_How to complete this task_: Without changing a single word, output each entry.

Stored items:
* * * * *

PR #818, opened 2022-07-24
Fix lpython_floordiv(x: i32,y: i32) for 9 digit inputs

### LINKED ISSUE #768: Bug in `_lpython_floordiv(x: i32, y: i32)`
with `i32` numbers with 9 digits it return wrong answers.
```bash
$ cat a.py
def ff():
    x: i32
    y :i32
    y = 10
    x = 123456789
    print(_lpython_floordiv(x, y))

ff()
$ cat b.py
def ff():
    x: i64
    y :i64
    y = 10
    x = 123456789
    print(_lpython_floordiv(x, y))
ff()
$ ./a
12345679
$ ./b
12345678

```

faze-geek:
Fixes #768 
```
def main():
    x: i32
    y :i32
    y = 10
    x = 123456789
    print(_lpython_floordiv(x, y))

main()
12345678     #  gave 12345679 earlier which is incorrect
```


integration_tests/test_lpython_floordiv
```diff
@@ -0,0 +1,10 @@
+from ltypes import i32
+
+def main():
+    x : i32
+    y : i32
+    y = 10
+    x = 123456789
+    assert(_lpython_floordiv(x, y)) == 12345678
```
namannimmo10, line 8:
```suggestion
    assert x//y == 12345678
```

integration_tests/test_lpython_floordiv
```diff
@@ -0,0 +1,10 @@
...
+
+main()
```
namannimmo10, line 10:
```suggestion
main()

```

integration_tests/test_lpython_floordiv
faze-geek: Thanks @namannimmo10. I have made the changes !

namannimmo10:
You need to register this test in `integration_tests/CMakeLists.txt` with the labels, `cpython` and `llvm`.

faze-geek:
I can see that the indentation is wrong, is there a certain count of whitespaces that should be added between file name and `Labels` ?

namannimmo10:
No, you forgot to add the `.py` extension :)

src/runtime/lpython_builtin.py
```diff
@@ -481,7 +481,7 @@ def _lpython_floordiv(a: f32, b: f32) -> f32:
 
 @overload
 def _lpython_floordiv(a: i32, b: i32) -> i32:
-    r: f32
+    r: f64
     r = a/b
     result: i32
     result = int(r)
```
czgdp1807, line 487: Why don't we use `i64` as the type of `r`?

faze-geek: It won't change the result in this case, although the `r ` variables in all overloaded functions are of floating point `f32/f64` type.

faze-geek: This lead to another error being spotted - 

```
def main():
    x : f32
    y : f32
    y = 10.0
    x = 123456789.0
    print(x//y)

12345679.000000
You have new mail in /var/mail/user
12345678.0
```

czgdp1807: I don't think type of `r` matters here. `a` is `i32` and `b` is `i32` so `a/b` will anyways be `i32`. In the low level code it would just get casted to the type of `r` before storing. The final answer is already computed when `a/b` executes. Then it doesn't matter where you store it, in fact you can directly return `a/b` (conceptually, if lpython gives error then it should be fixed).

Try seeing the LLVM code being generated for the new error you found. The bug might be resolved if we carefully track what's happening at each step of code generation (AST, ASR, LLVM).

faze-geek: >  The final answer is already computed when `a/b` executes. Then it doesn't matter where you store it, in fact you can directly return `a/b` (conceptually, if lpython gives error then it should be fixed).

If `r` type is irrelevent then the current implementation has loopholes because as of now you can expect different answers as per the type of r. Also directly returning `a/b` as you mentioned gives error in lpython.
> Try seeing the LLVM code being generated for the new error you found. 

Okay thanks.

czgdp1807:
Any progress on this?

czgdp1807:
Closing this in favour of https://github.com/lcompilers/lpython/pull/1067.

src/runtime/lpython_builtin.py
czgdp1807: > If r type is irrelevent then the current implementation has loopholes because as of now you can expect different answers as per the type of r.

Yes, you are right, `r` type is relevant. It should be kept to the highest possible floating point kind. That way `float(a)/float(b)` won't result in rounding up and getting stored in `r`. By using anything lower than `f64` causes rounding up which leads to errors in final integer result. Suggested the same in https://github.com/lcompilers/lpython/pull/1067#discussion_r959185801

* * * * *

_Answer for this exercise_:
PR #818, opened 2022-07-24
Fix lpython_floordiv(x: i32,y: i32) for 9 digit inputs

### LINKED ISSUE #768: Bug in `_lpython_floordiv(x: i32, y: i32)`
with `i32` numbers with 9 digits it return wrong answers.
```bash
$ cat a.py
def ff():
    x: i32
    y :i32
    y = 10
    x = 123456789
    print(_lpython_floordiv(x, y))

ff()
$ cat b.py
def ff():
    x: i64
    y :i64
    y = 10
    x = 123456789
    print(_lpython_floordiv(x, y))
ff()
$ ./a
12345679
$ ./b
12345678

```

faze-geek:
Fixes #768 
```
def main():
    x: i32
    y :i32
    y = 10
    x = 123456789
    print(_lpython_floordiv(x, y))

main()
12345678     #  gave 12345679 earlier which is incorrect
```


integration_tests/test_lpython_floordiv
```diff
@@ -0,0 +1,10 @@
+from ltypes import i32
+
+def main():
+    x : i32
+    y : i32
+    y = 10
+    x = 123456789
+    assert(_lpython_floordiv(x, y)) == 12345678
```
namannimmo10, line 8:
```suggestion
    assert x//y == 12345678
```

integration_tests/test_lpython_floordiv
```diff
@@ -0,0 +1,10 @@
...
+
+main()
```
namannimmo10, line 10:
```suggestion
main()

```

integration_tests/test_lpython_floordiv
faze-geek: Thanks @namannimmo10. I have made the changes !

namannimmo10:
You need to register this test in `integration_tests/CMakeLists.txt` with the labels, `cpython` and `llvm`.

faze-geek:
I can see that the indentation is wrong, is there a certain count of whitespaces that should be added between file name and `Labels` ?

namannimmo10:
No, you forgot to add the `.py` extension :)

src/runtime/lpython_builtin.py
```diff
@@ -481,7 +481,7 @@ def _lpython_floordiv(a: f32, b: f32) -> f32:
 
 @overload
 def _lpython_floordiv(a: i32, b: i32) -> i32:
-    r: f32
+    r: f64
     r = a/b
     result: i32
     result = int(r)
```
czgdp1807, line 487: Why don't we use `i64` as the type of `r`?

faze-geek: It won't change the result in this case, although the `r ` variables in all overloaded functions are of floating point `f32/f64` type.

faze-geek: This lead to another error being spotted - 

```
def main():
    x : f32
    y : f32
    y = 10.0
    x = 123456789.0
    print(x//y)

12345679.000000
You have new mail in /var/mail/user
12345678.0
```

czgdp1807: I don't think type of `r` matters here. `a` is `i32` and `b` is `i32` so `a/b` will anyways be `i32`. In the low level code it would just get casted to the type of `r` before storing. The final answer is already computed when `a/b` executes. Then it doesn't matter where you store it, in fact you can directly return `a/b` (conceptually, if lpython gives error then it should be fixed).

Try seeing the LLVM code being generated for the new error you found. The bug might be resolved if we carefully track what's happening at each step of code generation (AST, ASR, LLVM).

faze-geek: >  The final answer is already computed when `a/b` executes. Then it doesn't matter where you store it, in fact you can directly return `a/b` (conceptually, if lpython gives error then it should be fixed).

If `r` type is irrelevent then the current implementation has loopholes because as of now you can expect different answers as per the type of r. Also directly returning `a/b` as you mentioned gives error in lpython.
> Try seeing the LLVM code being generated for the new error you found. 

Okay thanks.

czgdp1807:
Any progress on this?

czgdp1807:
Closing this in favour of https://github.com/lcompilers/lpython/pull/1067.

src/runtime/lpython_builtin.py
czgdp1807: > If r type is irrelevent then the current implementation has loopholes because as of now you can expect different answers as per the type of r.

Yes, you are right, `r` type is relevant. It should be kept to the highest possible floating point kind. That way `float(a)/float(b)` won't result in rounding up and getting stored in `r`. By using anything lower than `f64` causes rounding up which leads to errors in final integer result. Suggested the same in https://github.com/lcompilers/lpython/pull/1067#discussion_r959185801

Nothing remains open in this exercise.